Transition-fast adapter on aligned proposal + rollout targets

active:
- mean success: 0.0
- visibility integral: 0.15848870722887418
- corridor availability: 0.0015432098880410194
- disturbance cost: 0.6893061758801274
- premature retrieve rate: 0.8203125
- planner regret: 0.0012374107202049345
noop:
- mean success: 0.0
- visibility integral: 0.159542116879796
- corridor availability: 0.0015432098880410194
- disturbance cost: 0.6762562873351642
- premature retrieve rate: 0.8354166666666667
- planner regret: 0.046383516304194926

Behavior:

non-base proposal usage: about 33.3% of steps
dominant non-base family: lift_edge

Conclusion:

rollout alignment and transition training now work end-to-end
they still do not produce a reveal-quality gain on this proxy slice

Main Conclusion

The current adapter stack is now much better instrumented and several silent training/evaluation bugs were removed. That work was necessary.

However, after fixing:

proposal-target alignment,
proposal-rollout alignment,
transition-model contract bugs,
rollout-loss resizing bugs,

the proxy benchmark still does not clear the intended criterion:

no measurable success gain
no visibility or corridor gain over noop
only modest reduction in premature retrieve rate
planner regret improves, but execution quality does not

So the current answer is:

the no-op-safe adapter path is now valid software
the current light adapter variants still do not show a convincing novelty win on the proxy benchmark
the likely next research move is not another small tuning pass, but a change in what is being optimized or proposed

RLBench Status

I did not claim live RLBench parity from this machine.

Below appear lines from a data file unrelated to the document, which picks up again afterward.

PR #871, opened 2018-06-18
Added folly init and folly logging to cmake

orishu:
The two libraries libfollyinit and libfollylogging were not properly defined in
CMakeLists.txt as libraries that get built and installed.  The issue caused
build failures for mcrouter opensource project.  Patching folly before
building it fixed the issue.
Related mcrouter packaging pull request: https://github.com/facebook/mcrouter/pull/260

### DIFF
--- a/CMakeLists.txt
+++ b/CMakeLists.txt
@@ -268,7 +268,24 @@ source_group("" FILES ${CMAKE_CURRENT_BINARY_DIR}/folly_dep.cpp)
 
 target_link_libraries(folly PUBLIC folly_deps)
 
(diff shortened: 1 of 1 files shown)


danobi:
I was under the impression the cmake build implicitly links libfollyinit and libfollylogging inside libfolly. The autotools build, however, does separate libs. I've since put up a PR to remedy this: #872

orishu:
@danobi I think you're right. I'm working on packaging facebook/mcrouter which statically links to folly, it incorrectly had "-lfollyinit" and "-lfollylogging" flags, so I should make the fix there. Closing.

Current blockers on this machine:

RLBench / PyRep / Coppelia environment is not installed
the local subset3 demo roots are not present
earlier repo notes already showed most old RLBench tasks were faulty on the prior setup except dual_push_buttons

So the general-task no-regression story remains:

code-level no-op parity tests are passing
historical dual_push_buttons anchor evidence exists in repo artifacts
a fresh live pushbuttons rerun was not possible in this environment

Recommended Next Move

If continuing from here, the next useful step is:

keep the current bug fixes
stop spending time on more short proxy tuning of this exact stack
either:
- redesign proposal generation so oracle-good reveal candidates are easier to separate early, or
- shift to a stronger trunk / task-routed adapter variant and re-run the same aligned proxy protocol

The current iteration establishes a clean negative result on the present fast adapter variants, which is still valuable.